Segment Start: Data section
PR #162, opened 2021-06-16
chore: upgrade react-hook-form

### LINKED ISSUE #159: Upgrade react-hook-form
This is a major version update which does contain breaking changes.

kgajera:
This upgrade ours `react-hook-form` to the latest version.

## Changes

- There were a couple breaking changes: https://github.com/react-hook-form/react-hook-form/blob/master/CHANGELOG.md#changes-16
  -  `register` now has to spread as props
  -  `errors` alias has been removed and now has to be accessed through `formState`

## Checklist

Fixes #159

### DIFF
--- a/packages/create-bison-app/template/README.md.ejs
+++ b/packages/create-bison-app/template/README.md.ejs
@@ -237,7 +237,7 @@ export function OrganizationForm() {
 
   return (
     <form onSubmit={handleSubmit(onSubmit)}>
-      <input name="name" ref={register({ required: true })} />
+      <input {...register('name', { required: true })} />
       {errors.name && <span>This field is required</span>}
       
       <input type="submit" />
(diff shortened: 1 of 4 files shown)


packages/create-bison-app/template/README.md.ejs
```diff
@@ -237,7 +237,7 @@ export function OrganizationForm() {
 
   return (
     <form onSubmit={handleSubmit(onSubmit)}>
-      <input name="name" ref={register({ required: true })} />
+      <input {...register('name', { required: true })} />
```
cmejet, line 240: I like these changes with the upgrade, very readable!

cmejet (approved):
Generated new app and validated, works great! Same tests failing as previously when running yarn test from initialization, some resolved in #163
Segment End: Data section
> _Action item_
Please give all the lines above again, exactly as they read.

> _Worked solution_
PR #162, opened 2021-06-16
chore: upgrade react-hook-form

### LINKED ISSUE #159: Upgrade react-hook-form
This is a major version update which does contain breaking changes.

kgajera:
This upgrade ours `react-hook-form` to the latest version.

## Changes

- There were a couple breaking changes: https://github.com/react-hook-form/react-hook-form/blob/master/CHANGELOG.md#changes-16
  -  `register` now has to spread as props
  -  `errors` alias has been removed and now has to be accessed through `formState`

## Checklist

Fixes #159

### DIFF
--- a/packages/create-bison-app/template/README.md.ejs
+++ b/packages/create-bison-app/template/README.md.ejs
@@ -237,7 +237,7 @@ export function OrganizationForm() {
 
   return (
     <form onSubmit={handleSubmit(onSubmit)}>
-      <input name="name" ref={register({ required: true })} />
+      <input {...register('name', { required: true })} />
       {errors.name && <span>This field is required</span>}
       
       <input type="submit" />
(diff shortened: 1 of 4 files shown)


packages/create-bison-app/template/README.md.ejs
```diff
@@ -237,7 +237,7 @@ export function OrganizationForm() {
 
   return (
     <form onSubmit={handleSubmit(onSubmit)}>
-      <input name="name" ref={register({ required: true })} />
+      <input {...register('name', { required: true })} />
```
cmejet, line 240: I like these changes with the upgrade, very readable!

cmejet (approved):
Generated new app and validated, works great! Same tests failing as previously when running yarn test from initialization, some resolved in #163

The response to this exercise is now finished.